We met halfway in the middle of an embrace reserved for sisters who had been through a war together. Tempest did her best to explain through sobs and tears.

“Becky, it was Becky, my friend Becky. She was already gone. The bastard cut off her ears and watched her bleed to death. I, I watched her bleed to death Philippine, me. We had to, he would have come after me, I know he would. He thought it was me, that I did something, but I, I…” she cried.

She pulled away and looked into my eyes.

“It was him, Roy. He cut me loose, cut all of us loose. He burned me. He burned my face, so I’d scream but then he cut us loose. He sacrificed himself. He saved us Philippine, he saved us,” Tempest bawled.

“He sure as hell did. Who woulda thought he had it in him?” I said.

I helped them into Tempest’s car. She knew the quickest route to the hospital. I stayed behind to wait for the authorities. After they drove off, I made my way down the road to my car. I had forgotten all about being stuck as I collapsed on the hood.

“Shit.”

I laughed out loud at what it might mean to have a little handmade voodoo doll tucked under the driver’s side windshield wiper, soaked in blood. I wasn’t sure of the message he was trying to send me, but I knew people that would, back home, where I was a little girl once. I was flattered that he took the time before getting in that shitty old truck and undoubtedly getting away forever. He didn’t seem to me to be the kind of guy who gets caught.

He was flat on his back when he woke with his arms crossed over his chest. It was all dark besides a sliver of light above him, outlining his prone position, the shape of which was undeniable. He could move, but space was limited. He tried to sit up but banged his forehead almost immediately. He could not recall a time when he was more afraid. The sound of footsteps approached him.

“Mommy, Mommy, let’s set him up!” a little girl said.

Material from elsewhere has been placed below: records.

PR #3637, opened 2026-05-16
fix(3632): report each ts sibling independently in lint-shared-module-handsync

### LINKED ISSUE #3632: fix(lint-shared-module-handsync): early-exit on basename match misses unauthorized siblings
## Summary

`scripts/lint-shared-module-handsync.cjs` (lines 227–233) exits its inner loop with `continue` the moment ANY allowlisted `(cjs, ts)` cooperating-sibling pair matches the current candidate. If two sibling pairs share the same basename — e.g. `sdk/src/<name>.ts` AND `sdk/src/query/<name>.ts` — and only one of them is on the allowlist, the linter silently passes the unallowlisted pair through.

CI is supposed to fail on new hand-synced drift; this gap means new unauthorized siblings can slip in undetected as long as they share a basename with an allowlisted pair.

## Reproduction

1. Pick an allowlisted basename in `scripts/shared-module-handsync-allowlist.json` (e.g. one of the documented cooperating siblings).
2. Add a NEW `<basename>.cjs` ↔ `<basename>.ts` pair at a DIFFERENT path (e.g. `sdk/src/query/<basename>.ts` when the allowlisted version is at `sdk/src/<basename>.ts`).
3. Run `node scripts/lint-shared-module-handsync.cjs`.
4. Observe: lint exits 0 even though the new unallowlisted pair exists.

## Root cause

```js
// scripts/lint-shared-module-handsync.cjs:227-233 (approximate)
for (const candidate of pairs) {
  let matchedCooperating = false;
  for (const allow of allowlist) {
    if (allow.basename === candidate.basename) {
      matchedCooperating = true;
      continue;  // ← exits the inner loop on FIRST basename match
    }
  }
  if (matchedCooperating) continue;
  // ... reports drift
}
```

The match check uses basename equality, not full-path equality. The early `continue` means the second/third candidate sharing that basename never gets evaluated.

## Fix

Compare allowlist entries against the candidate's full `(cjsPath, tsPath)` tuple, not just the basename, before deciding to skip.

## Acceptance criteria

- [ ] Multi-sibling fixture: two `(cjs, ts)` pairs share a basename; only one is allowlisted; lint reports the other.
- [ ] Regression test pinning the multi-sibling fixture so the early-exit pattern cannot return.
- [ ] Existing single-sibling cases remain green (the documented 22 cooperating siblings in the current allowlist).

## Discovery

Surfaced by `/codex:review` on PR #3627 against a stale base that incidentally included the #3577 merged diff. The finding is on already-merged code (origin/main).

## Privacy

No PII — finding is purely about code paths in this repository.

trek-e:
## Linked Issue

Fixes #3632

> The linked issue has `confirmed-bug` label.

---

## What was broken

`scripts/lint-shared-module-handsync.cjs` collected all ts candidates for a given cjs and ran `cooperatingPairs.has(...)` inside `.some()`. As soon as **any** `(cjs, ts)` pair matched the allowlist, the candidate was skipped wholesale — so when a single cjs had two ts siblings sharing the same basename (e.g. `sdk/src/foo.ts` and `sdk/src/query/foo.ts`) and **only one** pair was allowlisted, the unallowlisted sibling silently passed CI.

> Note: issue body's pseudocode referenced a basename-only `===` check; the actual short-circuit is the `.some()` at lines 227–229. The user-visible failure mode (unauthorized siblings escape lint) matches the issue exactly.

The bug was on `feat/3575-enforcement-hardening` (PR #3577, open) — not on `origin/main` as the issue body asserted. This PR targets that branch.

## What changed

`scripts/lint-shared-module-handsync.cjs` now iterates each ts candidate for a given cjs and classifies it independently:

- pair in `cooperatingSiblings` → silent pass
- pair in `migrateMeBacklog` → warning (still passes CI)
- otherwise → error (fails CI)

A cjs with mixed-status siblings now produces both: a clean pass for the allowlisted pair and an error for the unauthorized one.

## Regression test

Added `reports unallowlisted ts sibling when another ts sibling for the same cjs IS allowlisted (#3632)` to `tests/lint-shared-module-handsync.test.cjs`. The test:

1. Creates a fixture with `bin/lib/multi-sibling.cjs`, `sdk/src/multi-sibling.ts`, and `sdk/src/query/multi-sibling.ts`.
2. Allowlists only the `sdk/src/<name>.ts` pair.
3. Asserts the `sdk/src/query/<name>.ts` sibling appears in `payload.errors[].tsPaths` and the allowlisted one does NOT.
4. Verified red on the prior code (`status === 0` instead of 1) and green after the fix.

All 11 tests in the file pass; real-tree lint on `feat/3575-enforcement-hardening` is unchanged (22 cooperating siblings, 0 errors, 0 backlog pairs).

## Risk

Behavior change is strictly: previously-silent-because-one-sibling-was-allowlisted unauthorized pairs now correctly fail lint. The intended invariant of the linter ("every (cjs, ts) pair must be explicitly classified") is restored. No existing allowlisted pair changes status.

Someone opened the lid and he found himself staring face to face with what appeared to be a normal, everyday, run-of-the-mill, extremely excited sixish year old girl.

“Hey there Skeleton Man! Happy Halloween!” she said.

Halloween?

As he sat upright in the coffin and turned to look at her, the little girl released a blood curdling scream, the kind of scream that even the dead can hear.

Skeleton Man huh? Kinda has a nice ring to it.